Any graphic display presented by the text bot will have to be removed for the voice experience. Should the voice bot have a display (like Google Home Hub or Echo Show), the message will have to be adapted for the medium.
Also keep in mind that users cannot really refer back to previous conversations. So as with a text bot it might make sense to preserve the state…In the case of voice, it will most probably be more helpful if the voice bot starts a new conversation from scratch.
Radio Silence
API integration touch points should have sub-second response times for a voice interface. Silence during a conversation is disconcerting from a user’s perspective and often leads to a believe that the conversation has been terminated.
This is analogousness to an IVR (Interactive Voice Response) system fronting a call center, where any on-call silence in the IVR application during a lookup is highly undesirable.
During a text chat conversation, the user can be entertained by “is typing” displays, as with a human. And, we are use to waiting on the human on the other side to respond in text after receiving our message. Hence there is an expected delay.
Hence the delay is not that critical when it comes to text based conversations. A slight delay in delivery of the dialog or text is again not as critical; however, in the case of voice a delay is very counterproductive.
Conclusion
There is this allure that a text based bot (chatbot) can merely be converted into an API and be utilized by voice interfaces, be it IVR, Amazon Echo, Google Assistant and the like.
But in practice this is not the case. As stated at the outset of this story, you will always have a mediation layer. This mediation layer will sit between your Chatbot API (NLU engine) and the presentation layer comprised of the mediums.
The chatbot API output will be received by the mediation layer and rendered in a format digestible by medium it is intended for. The medium being Facebook Messenger, WhatsApp, Text/SMS, web chat etc.
For voice interfaces, more work will be required to ensure the text to be spoken back to the user is suitable and consumable in an audio format.
Conversational Components
We need to think of any conversation, be it in voice or text, of being presented to the user by means of conversational components.
Conversational Components are the different elements (or affordances if you like) available within a specific medium.
For instance, within Facebook Messenger there are buttons, carousels, menus, quick replies and the like.
These allow the developer to leverage these conversational components to the maximum hence negating any notion of a pure natural language conversational interface.
It is merely a graphic interface living within a conversational medium. Or, if you like, a graphic user interface made available within a conversational container.
Is this wrong…no.
It is taking the interface to the user’s medium of choice. Hence making it more accessible and removing the friction apps present.
The problem with such an approach is that you are heavily dependent on the affordances of the medium.
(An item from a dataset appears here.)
PR #1435, opened 2022-08-09
[Series/2.x] Make `RequestInterceptor.empty` a `val`, so that we don't instantiate many of them

guizmaii:


ghostdogpr:
Thanks~ (x2)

Should you want to roll your chatbot out on WhatsApp, the same conversational components will obviously not be available, and you will have to lean more on NLU, keyword spotting or a menu driven solution. With a even more basic medium like SMS are are really dependent on NLU or a number/key word driven menu.
Where the menu is constituted by keywords or numbers, the menu will have to be a key word or number the user need to input to navigate the UI.
Is it a chatbot?
Technically, yes; as it lives in a multi-threaded asynchronous conversational medium.
But is it conversational in nature? One would have to argue no.
So in the second example a rudimentary approach needs to be followed for one single reason, the medium does not afford the rich functionality and is primarily text based.
With Voice, these components disappear completely. With only the natural language component available within the Voice User Interface (VUI) environment there are no components to leverage with the affordances are invisible.